Die Clearing-Lösung ermöglicht außerdem eine hochauflösende Bildgebung von Details auf zellulärer Ebene tiefer in die Sphäroide ohne histologische Schnitte. Mit dreidimensionalen konfokalen Bildern können Details auf zellulärer Ebene in einer Tiefe von 200 Mikrometern erhalten werden. Weiterhin wird ein Vergleich zwischen kryogeschnittenem und geklärtem Lochsphäroid, gefärbt für Pimonidazol und p27kip1, gezeigt.

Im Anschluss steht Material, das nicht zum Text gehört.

PR #229, opened 2025-05-23
8357641: [CRaC] Support PID change during checkpoint-restore

TimPushkin:
Adds updates of cached PID on restore.


rvansa (approved):
LGTM, thanks!

PR #237, opened 2025-06-09
8358956: [CRaC] Fix NULL usage in hotspot

dimitryc:
jtreg test TestNoNULL.java fails due to a number of usages of NULL in CRaC code.

The test becomes a part of hg/tier1_common after [JDK-8352645](https://bugs.openjdk.org/browse/JDK-8352645)  (integrated in b17) and GHA starts reporting the failures after merge with jdk-25+17.

The patch replaces NULL with nullptr (and with null in comments and messages in asserts). The test passes with the change.


rvansa (approved):
LGTM, thanks!

dimitryc:
Thanks for the review!

PR #239, opened 2025-06-30
8361090: [CRaC] Make dev engines less confusing

TimPushkin:
- Makes `pauseengine` Linux-only since it is not fully implemented on MacOS and Windows
   - Also moves `criuengine` sources from `unix` to `linux` directory since it only supports Linux anyway
- Makes `simengine` and `pausengine` report errors and status in more details


test/jdk/jdk/crac/recursiveCheckpoint/Test.java
```diff
@@ -26,6 +26,7 @@
 /*
  * @test
  * @summary check that the recursive checkpoint is not allowed
+ * @requires (os.family == "linux")
```
TimPushkin, line 29: I believe this test does not need `pauseengine` at all and there even may be errors because of it, but I am going to test this internally first and create a separate PR for that later

src/java.base/linux/native/pauseengine/pauseengine.c
```diff
@@ -57,33 +53,30 @@ int main(int argc, char *argv[]) {
...
-            perror("fopen pidfile");
+            perror(PAUSEENGINE "fopen pidfile");
             kickjvm(jvm, -1);
             return 1;
         }
 
         fprintf(pidfile, "%d\n", jvm);
         fclose(pidfile);
 
+        printf(PAUSEENGINE "pausing the process, restore in another process to unpause it\n");
```
rvansa: I would rather see all these logging messages going into `stderr`.

TimPushkin: Warp prints its "Checkpoint successful" message to stout IIRC, then this should.go there too since it is essentially the same thing. We can make it disable-able via `-XX:CRaCEngineOptions=args=-quiet` for example.

TimPushkin: NVMD, Warp actually prints to stderr, I was mistaken

rvansa (approved):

Die Pimonidazol-Färbung zeigt die hypoxische Region des Sphäroides, und die p27kip1-Färbung markiert den Zellzyklusstillstand und die DAPI-Kernfärbung. Tiefere Penetration und weniger Streuung ermöglichen eine verbesserte dreidimensionale Sphäroidstrukturdarstellung mit minimalem Lichtverlust. Die dreidimensionale Darstellung der mit DRAQ7 gefärbten FUCCI-Sphäroide wird gezeigt.
Die Clearing-Lösung hat nur minimale Auswirkungen auf die Sphäroidgröße. Der Durchmesser des Sphäroides wurde anhand einer Kugel mit der gleichen Querschnittsfläche wie das Sphäroid definiert. Es wurde beobachtet, dass die Sphäroide in den ersten sechs Stunden leicht an Größe zunahmen, was durch eine Umfangsfaltenänderung zwischen 2% und 6% angezeigt wird.Im Gegensatz dazu kehrten die Sphäroide nach 24 bis 72 Stunden zu einer Größe zurück, die ungefähr der entsprechenden Größe bei PBS-postparaformaldehyd-Fixierung entspricht.
Es ist wichtig, mindestens 24 Stunden vor der Bildgebung zu warten, damit die Reinigungslösung mit den Sphäroiden und dem Gel ausgeglichen ist. Dieses Protokoll ermöglicht es Praktikern, schnell Daten von einer großen Anzahl von Sphäroiden zu sammeln, was eine detaillierte quantitative mathematische und statistische Analyse ermöglicht, die detaillierte Einblicke in die Biologie bietet.